Western blotting: 40 years on
With the well-known technique reaching a big birthday milestone, is the western blot still going strong, or has it reached a midlife crisis?
While some say life begins at 40, that’s certainly not true for the western blot technique, which has been incredibly fruitful over its 40-year lifespan thus far.
While the parents of the technique are slightly disputed, its ‘birth’ year is clear – 1979, when both the groups of George Stark and Harry Towbin published similar approaches 2 months apart. Simultaneously, W. Neal Burnette was developing the technique at the Fred Hutchinson Cancer Research Center (WA, USA). It is this west coast location as well as a pun on Southern blotting that led to the technique’s name. Burnette’s paper was initially rejected for being too pedestrian, but was eventually published in 1981.
Since then, it has been utilized in thousands of research projects. While it has historically not escaped the clutches of scientific fraud and the reproducibility crisis – including figure manipulations and problematic antibodies (although it should be noted it is in itself useful for antibody validation) – its use by the scientific community remains fairly steady, and an analysis has suggested it remains the most-used technique in protein-related publications from the last decade.
South, north, east and west-ern: the story of how the western blot came into being
The western blot may appear to be just another staple lab technique. However, there are some stories surrounding its invention that are definitely worth knowing.

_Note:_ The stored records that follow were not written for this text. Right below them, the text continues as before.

Issue #2723, opened 2026-05-26
Unable to add Poolside provider with valid API key


gmlnchv:
# Unable to add Poolside provider with valid API key

## Description
When attempting to add a Poolside AI connection with a valid API key (format: `sky_*`), the validation fails and rejects the key as invalid.

## Steps to Reproduce
1. Navigate to Providers page in OmniRoute dashboard
2. Click "Add Connection" for Poolside provider
3. Enter a valid Poolside API key starting with `sky_`
4. Click "Test Connection" or "Save"
5. Validation fails with "Invalid API key" error

## Expected Behavior
The validation should accept valid Poolside API keys with the `sky_` prefix and successfully connect to the Poolside API.

## Actual Behavior
The connection validation fails, preventing the addition of Poolside provider connections.

### Current Configuration
From `open-sse/config/providerRegistry.ts`:
```typescript
poolside: {
  id: "poolside",
  alias: "poolside",
  format: "openai",
  executor: "default",
  baseUrl: "https://api.poolside.ai/v1/chat/completions",
  authType: "apikey",
  authHeader: "bearer",
  models: [{ id: "poolside-model", name: "Poolside Model" }],
}
```

### Validation Flow
The validation uses `validateOpenAILikeProvider` which:
1. First tries GET `/models` endpoint
2. Falls back to POST `/chat/completions` with test message
3. Returns "Invalid API key" on 401/403 responses

### Possible Root Causes
1. **Incorrect base URL**: The registry shows `/v1/chat/completions` as baseUrl, but validation might need just `/v1`
2. **Missing models endpoint**: Poolside API might not expose a `/models` endpoint
3. **Auth header format**: Might need different auth header configuration
4. **API endpoint mismatch**: The actual Poolside API structure might differ from OpenAI compatibility

## Environment
- OmniRoute version: Latest (as of 2026-05-26)
- Provider: Poolside AI
- API key format: `sky_*`

## Suggested Investigation
1. Verify the correct Poolside API base URL and endpoint structure
2. Check if Poolside exposes a `/models` endpoint for validation
3. Test the actual API response when using a valid `sky_*` key
4. Consider adding Poolside-specific validation logic if it deviates from OpenAI compatibility

## Additional Context
The schema validation in `src/shared/validation/schemas.ts` doesn't impose any format restrictions on API keys, so the rejection is happening during the actual API call validation, not client-side validation.

diegosouzapw:
[...]

PR #9210, opened 2026-08-02
feat(providers): integrate audited free-tier gateways

diegosouzapw:
## Summary

- Integrate the audited free-tier and experimental provider waves into v3.8.50.
- Synchronize the root README, provider/free-tier references, architecture docs, diagrams, llm.txt, and all 42 localized documentation sets with live inventories.
- Add audited Void AI and HelixMind gateways as experimental integrations after public re-audit.
- Keep Glhf.chat blocked, Anakin.ai web-only, and Kluster AI invalid/dead.
- Keep LongCat documented as a one-time 10M-token signup grant after account creation and KYC; historical changelogs remain untouched.

## Live inventory

| Inventory | Verified value |
| --- | ---: |
| Provider catalog entries | 329 |
| Entries marked free/no-auth | 155 |
| No-auth / OAuth / web-cookie / API-key | 9 / 23 / 31 / 225 |
| Quantified free-tier pools / model budget entries | 43 / 522 |
| Documented recurring token budget | ~1.53B/month |
| MCP tools / scopes | 107 / 32 |
| Executors / top-level services | 89 / 178 |
| Routing strategies / Auto-Combo factors | 19 / 13 |
| Compression engines | 12 |
| CLI tools and coding agents | 33 |
| Agent Skills | 45 |
| A2A skills / cloud agents | 6 / 4 |
| Locales | 43 total, English plus 42 localized sets |

## Integration and re-audit status

- 29/32 selected services are integrated: the 27 original migration-wave providers plus Void AI and HelixMind.
- Void AI: public API, health, models, Chat/Responses contracts observed; free signal remains conditional and no numeric quota is encoded.
- HelixMind: public OpenAI/Anthropic-compatible API and auth contracts observed; current free tier is not confirmed, so metadata uses hasFree false.
- Remaining out: Glhf.chat (Cloudflare 522), Anakin.ai (web-only), Kluster AI (API discontinued/migrated).
- Public matrix completed for all 29 integrations. Poolside returned HTTP 401 with No Authorization header provided. HelyxAI /v1/models returned 404 while site/docs and chat/responses contracts remained active.
- No authenticated validation was performed: local database had 0 configured connections. No accounts, ToS, KYC, cards, billing, overage, or prompts were used.

## Documentation and safeguards

- Regenerated the 329-entry provider reference and synchronized localized llm.txt mirrors.
- Updated the API-key partition characterization from 223 to 225.
[...]

PR #10216, opened 2026-08-12
feat(providers): publish Poolside's probed Laguna Preview catalog

### LINKED ISSUE #9085: feat(providers): re-add Poolside as first-party provider
### Problem / Use Case
Poolside was previously in the registry (added in #2590) but was **removed in #3054** ("remove 9 dead/unreachable free providers") because live probes returned 000/404/empty and users couldn't validate their `sky_*` keys (#2723). The root cause documented in #2723 was that the configured base URL (`https://api.poolside.ai/v1/chat/completions`) had no `/v1/models` endpoint and returned 401 from unknown routes, which the generic `/models` probe misread as "invalid API key".

Since then, Poolside has moved to **self-serve API keys** (`platform.poolside.ai`) and a **different, working base host**. Its **Laguna** coding models are now free in Preview. OmniRoute users can already *see* these models today — but only indirectly, because OmniRoute surfaces `laguna-*:free` via aggregators (`open-sse/config/providers/registry/cline/index.ts`, `.../routeway/index.ts`, and OpenRouter). There is currently **no first-party Poolside route**, so users can't bring their own free Poolside key.

### Proposed Solution
Re-add a first-party `poolside` registry entry with the corrected, self-serve configuration:

```ts
// open-sse/config/providers/registry/poolside/index.ts
import type { RegistryEntry } from "../../shared.ts";

export const poolsideProvider: RegistryEntry = {
  id: "poolside",
  alias: "poolside",
  format: "openai",
  executor: "default",
  baseUrl: "https://inference.poolside.ai/v1/chat/completions",
  authType: "apikey",
  authHeader: "bearer",
  models: [
    { id: "laguna-xs-2.1", name: "Laguna XS 2.1 (33B)", contextLength: 131072, toolCalling: true },
    { id: "laguna-s-2.1",  name: "Laguna S 2.1 (118B)", contextLength: 131072, toolCalling: true },
  ],
};
```

Reuse the Poolside-specific validator that already existed before removal (see the `poolside:` branch deleted in #3054): validate via a **direct minimal `chat/completions` probe**, not the `/models` probe, since the Poolside API does not expose `/v1/models`. This is exactly the fix #2723 called for.

- **Free tier:** Laguna XS 2.1 (33B) and Laguna S 2.1 (118B) free in Preview via a self-serve developer key at `platform.poolside.ai`.
- **OpenAI-compatible base URL:** `https://inference.poolside.ai/v1`
- **Auth:** bearer key (historically `sky_*` prefix per #2723 — confirm current prefix at validation time; do not hard-restrict the format, matching `src/shared/validation/schemas.ts`).
- **Docs:** https://docs.poolside.ai/api/overview

### Alternatives Considered
- **Status quo (aggregator-only):** Laguna is reachable via cline/routeway/openrouter, but users can't use their own free Poolside key, don't get first-party rate limits, and pay aggregator markups on non-free routes.
- **Leave removed:** The 2026-06 removal was correct *at the time* (dead endpoint), but the removal reason no longer holds — the endpoint and onboarding changed.

### Acceptance Criteria
- A `poolside` registry entry exists and is routable first-party (not only via aggregators).
- "Test Connection" succeeds with a valid Poolside key using the `chat/completions` probe (no false "invalid API key" from a missing `/models` endpoint) — regression coverage for #2723.
- `laguna-xs-2.1` and `laguna-s-2.1` appear in the model catalog under provider `poolside`.
- A chat completion round-trips end-to-end against `https://inference.poolside.ai/v1`.
- Existing aggregator-surfaced `laguna-*:free` routing remains unchanged (no model-name collisions).

### Expected Test Plan
- Unit: `tests/unit/poolside-provider.test.ts` — registry registration + validator path (assert `/models` is not required; probe hits `chat/completions`).
- Unit: model catalog includes both Laguna IDs under `poolside`.
- Integration: extend provider-journey contract test to cover the Poolside validate→chat flow.
- Keep `npm run test:coverage` at threshold.

### Additional Context
Two smaller, related first-party gaps (both LLM/chat, both with a genuine free tier, both absent from the registry) — could be folded in or filed separately:

| Provider | Free tier | OpenAI-compatible base URL | Notes |
|---|---|---|---|
| **IBM watsonx.ai (Lite)** | 300,000 tokens/month, recurring | Yes, but region/deployment-specific base URL | Already listed in `ENTERPRISE_CLOUD_PROVIDER_IDS` (src/shared/constants/providers.ts) yet has no registry folder — categorized but not routable. Card required at signup. |
| **Arli AI** | Free plan, ~5 req / 2-day window (very restrictive) | `https://api.arliai.com/v1` | Fully OpenAI-compatible; low priority due to tiny quota. |

Source for all data: independently verified against provider docs (`last_verified` 2026-07-31).

pacocartones:
## Summary

The Poolside registry entry landed in #9210 with an empty `models` list, because the public matrix could only reach the unauthenticated endpoint (`401 No Authorization header provided`). This fills that list in from the catalog an authenticated probe returned, so the two Preview models are routable and visible before a key is configured instead of only after live discovery.

| Model ID | Name | Context | Max completion | Features |
| --- | --- | ---: | ---: | --- |
| `poolside/laguna-xs-2.1` | Laguna XS 2.1 | 262144 | 32768 | tools, reasoning — text only |
| `poolside/laguna-s-2.1` | Laguna S 2.1 | 262144 | 32768 | tools, reasoning — text only |

`passthroughModels` stays on: the static list is what the catalog returned, not a ceiling, so a model the Preview adds later still routes without a release.

## Evidence

Probed 2026-08-07 against `https://inference.poolside.ai/v1`. The raw output is already in the issue, so it is linked rather than repeated:

- unauthenticated probe — https://github.com/diegosouzapw/OmniRoute/issues/9085#issuecomment-5210676556
- authenticated probe — https://github.com/diegosouzapw/OmniRoute/issues/9085#issuecomment-5213367262

What the authenticated run settled:

- `/v1/models` exists and answers 200 with a key; `/v1/chat/completions` answers 200. Without a key `/v1/models` answers 401 with the body `No Authorization header provided` — the response a generic probe reads back as "invalid key", which is the root cause behind the removal in #3054 and the reports of unusable-but-valid keys in #2723.
- Exactly two models, both free during Preview (price 0).
- `supported_features` includes `tools` and `reasoning`; no image or audio input on either model.
- Served through Baseten (`X-Baseten-*` response headers). No rate-limit headers are published, so no numeric quota is encoded here — the existing `freeNote` ("no public numeric quota is published") remains accurate.

## The XS model ID

Third-party listings circulate `laguna-xs.2` for the small model, and the aggregator catalogs in this repo carry their own namespaced variants (`routeway` has `laguna-xs.2:free`; `cline` has `poolside/laguna-m.1:free`). Those address the aggregator, not this host. The live catalog on `inference.poolside.ai` returns `poolside/laguna-xs-2.1`, and that is the form used here. `tests/unit/poolside-registry-models-9085.test.ts` pins the exact IDs so a later sweep cannot reintroduce the dotted variant.

## Scope notes

- No pricing is encoded: `RegistryModel` has no pricing field, and the free signal already lives in the provider metadata (`hasFree` + `freeNote`).
- `maxInputTokens` is deliberately unset. The schema documents it as an override for when the input budget is smaller than the full context window; the catalog reports no such split, only `context_length` and `max_completion_tokens`.
- `freeModelCatalog.data.ts` is untouched: it is generated, and its records require quota fields the upstream does not publish.

## Tests

New: `tests/unit/poolside-registry-models-9085.test.ts` (4 tests) — exact IDs, the XS-ID guard, the probed capability numbers, and that passthrough discovery stays on.

Also run green against this change: `free-tier-providers-phase3-integration`, `provider-registry-models-guard`, `free-model-catalog`, `free-tier-catalog`, `free-note-freshness`, `catalog-order-contract`, `catalog-synced-static-preservation`, `model-capabilities-registry`, `model-metadata-registry`, `provider-alias-uniqueness`, `check-provider-consistency`, `openrouter-passthrough-models`, `clinepass-provider`, `chat-openai-compat-providers`, `provider-audit`, `cli-catalog-counts`.

Closes #9085


diegosouzapw:
Merged into `release/v3.8.50` — thank you @pacocartones for the contribution! It was validated on a combined merge-train (static gates + affected tests + vitest) together with 30 sibling PRs before landing.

Recent examples of its utility are clear in the fields of pain management and cancer, where it is helping us to improve basic understanding and continue the hunt for biomarkers and therapeutics.
This all implies the technique hasn’t yet reached a midlife crisis and, indeed, efforts are ongoing to continue to improve the method – including miniaturization, automation, improvements in speed and ease of use, and the proposal of standards to improve reproducibility.
As such, we look forward to the next 40 years of this ‘pedestrian’ technique that has proven so important to science.